Klager had een eigen ontwerp gemaakt voor een monument op een algemeen graf; het betrof een holle bolvorm met een diameter van 60 cm.
De begraafplaats weigert een vergunning af te geven omdat op algemene graven slechts liggende stenen van beperkte afmeting zijn toegestaan.
Klager voerde als argument aan dat het reglement hem pas enige tijd na de uitvaart was toegezonden zodat het geen rechtsgeldigheid had.
Uitspraak:
Zowel klager als uitvaartondernemer bevestigden dat bij de regeling van de uitvaart het verschil tussen eigen en algemeen graf besproken was evenals de grafmonumenten bij deze graven.Bij de regeling van de uitvaart is een Aanvraag voor een begrafenis op begraafplaats X ingevuld en ondertekend door de aanvrager. Op dit formulier is de bepaling opgenomen dat de aanvrager en de uitvaartonderneming bekend zijn met het beheersreglement en hiermee akkoord gaan. Het argument van het niet tijdig toezenden is daardoor niet meer valide.
Klager had zich moeten realiseren dat op een begraafplaats regels gelden en dat op een algemeen graf minder ruimte is voor een grafmonument per overledene dan op een eigen graf.
De regels van de begraafplaats zijn dat op een algemeen graf een schuinliggende steen van
40x50x40 cm geplaatst kan worden, hetgeen nogal afwijkt van een bolvormig ontwerp met een diameter van 60 cm.
De begraafplaats dient niet alleen rekening te houden met de rechten van klager maar ook met de rechten van de twee andere overledenen( en de rechthebbenden van die graven).
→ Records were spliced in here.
Issue #1476, opened 2018-10-28
textmodel_wordscores performance across package versions


sjankin:
## Describe the bug

**textmodel_wordscores** produces different results across v1.2.0 and v1.3.(4). This possibly relates to handling of the smoothing parameter. Without smoothing parameter (defaulting to 0) prediction results are the same across versions. Specifying a smoothing parameter (Laplace or Jeffreys) produces different prediction results.

### v1.2.0

```r
packageVersion("quanteda")

(ws <- textmodel_wordscores(data_dfm_lbgexample, c(seq(-1.5, 1.5, .75), NA), scale = "linear"))
predict(ws)

[1] ‘1.2.0’

Call:
textmodel_wordscores.dfm(x = data_dfm_lbgexample, y = c(seq(-1.5, 
    1.5, 0.75), NA), scale = "linear")

Scale: linear; 5 reference scores; 37 scored features.
           R1            R2            R3            R4            R5            V1 
-1.317931e+00 -7.395598e-01 -8.673617e-18  7.395598e-01  1.317931e+00 -4.480591e-01 
```

### v1.3.4

```r

packageVersion("quanteda")

(ws <- textmodel_wordscores(data_dfm_lbgexample, c(seq(-1.5, 1.5, .75), NA), scale = "linear"))

predict(ws)

[1] ‘1.3.4’

Call:
textmodel_wordscores.dfm(x = data_dfm_lbgexample, y = c(seq(-1.5, 
    1.5, 0.75), NA), scale = "linear")

Scale: linear; 5 reference scores; 37 scored features.
           R1            R2            R3            R4            R5            V1 
-1.317931e+00 -7.395598e-01 -8.673617e-18  7.395598e-01  1.317931e+00 -4.480591e-01 
```

### v1.2.0

```r
packageVersion("quanteda")

(ws <- textmodel_wordscores(data_dfm_lbgexample, c(seq(-1.5, 1.5, .75), NA), scale = "linear", smooth = 1))

predict(ws)


[1] ‘1.2.0’

Call:
textmodel_wordscores.dfm(x = data_dfm_lbgexample, y = c(seq(-1.5, 
    1.5, 0.75), NA), scale = "linear", smooth = 1)

Scale: linear; 5 reference scores; 37 scored features.
           R1            R2            R3            R4            R5            V1 
-1.212047e+00 -6.952988e-01  2.222614e-18  6.952988e-01  1.212047e+00 -4.214674e-01 
```

### v1.3.4

[...]

PR #1480, opened 2018-10-30
Add tests and update Rd for #1476

kbenoit:
@koheiw does this behaviour seem correct to you? 

@patperry should the embedded x be smoothed or original? For methods that purport to recover the original estimates it might be unnatural to pass the unsmoothed object that differs from that on which the model was fitted.


koheiw:
I think `x` should be (unsmoothed) original, but it is inconvenient for the users if `predict` produces different results. There are two options:

1. Let users do smoothing outside textmodel_wordscores()`
2. Record smoothing value in the model and use the value in `predict()`

I prefer 1, but OK with 2.

kbenoit:
Not passing the smoothed `x` is consistent with how we do this in `textmodel_affinity()`, e.g.
```r
> (af <- textmodel_affinity(data_dfm_lbgexample, y = c("L", NA, NA, NA, "R", NA), smooth = 1))
Call:
textmodel_affinity.dfm(x = data_dfm_lbgexample, y = c("L", NA, 
    NA, NA, "R", NA), smooth = 1)

Training documents per class:L: 1, R: 1; total training features: 37
> head(af$x, nf = 20)
Document-feature matrix of: 6 documents, 20 features (50% sparse).
6 x 20 sparse Matrix of class "dfm"
    features
docs A B  C  D  E  F   G   H   I   J   K   L   M   N   O   P   Q   R   S   T
  R1 2 3 10 22 45 78 115 146 158 146 115  78  45  22  10   3   2   0   0   0
  R2 0 0  0  0  0  2   3  10  22  45  78 115 146 158 146 115  78  45  22  10
  R3 0 0  0  0  0  0   0   0   0   0   2   3  10  22  45  78 115 146 158 146
  R4 0 0  0  0  0  0   0   0   0   0   0   0   0   0   0   2   3  10  22  45
  R5 0 0  0  0  0  0   0   0   0   0   0   0   0   0   0   0   0   0   0   0
  V1 0 0  0  0  0  0   0   2   3  10  22  45  78 115 146 158 146 115  78  45
```

koheiw:
`textmodels_*()` should have smoothing argument only if it is integral part of the model (i.e. smoothing is not only pre-processing of the a dfm and you cannot apply `dfm_smonth()` outside of the function). In this view, `textmodel_wordscores()` and `textmodel_affinity()` are consistent in a bad way.

I always find it is difficult to maintain `textmodel_wordscores()` because of the strange variable names. If you do not want to change the function, you should remove it from **quanteda** and keep it as an "frozen" package in your account. The code of the function is not up to our standard.

patperry:
Three things you could potentially save:

1. The passed-in corpus or dfm (raw data)
2. the token counts for each of the reference classes (sufficient statistics)
3. the smoothed probability estimates for each reference class (parameter estimates)

I would argue that you should definitely save (3), and you should possibly save (2). Why? I think of the fitting methods as computing parameter estimates. Downstream analyses like predict take these estimates and apply them to new data.

kbenoit:
@koheiw's minority and inaccurate view of the `textmodel_wordscores()` code notwithstanding... 😲😲

@patperry The object already contains this information, although it does not save 2. separately from the original dfm that is passed through. The original question has to do with whether calling `predict()` on the fitted object should predict on the smoothed object (used to fit the model from the reference class token counts) or on the original, unsmoothed object. Right now both `textmodel_wordscores()` and `textmodel_affinity()` use the the original, unsmoothed object if `newdata = NULL` (predict default).

Question is whether this is the most appropriate behaviour in terms of the `x` that is passed.

If we recorded the smoothed reference counts, that could be a separate quantity, but what would we need that for, post-estimation?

De gevraagde vergunning werd daarom geweigerd ondanks de argumentatie van klager dat ernogal beperkt emotioneel wordt omgegaan met het begrip algemeen graf en dat het gemaakte ontwerp zou bijdragen aan de levendigheid van de dodenakker.
Het kan echter niet zo zijn dat een eigen ontwerp de bestaande regels terzijde kan schuiven, hoezeer klager ook van mening was dat zulks wel zou moeten. De klacht is ongegrond verklaard.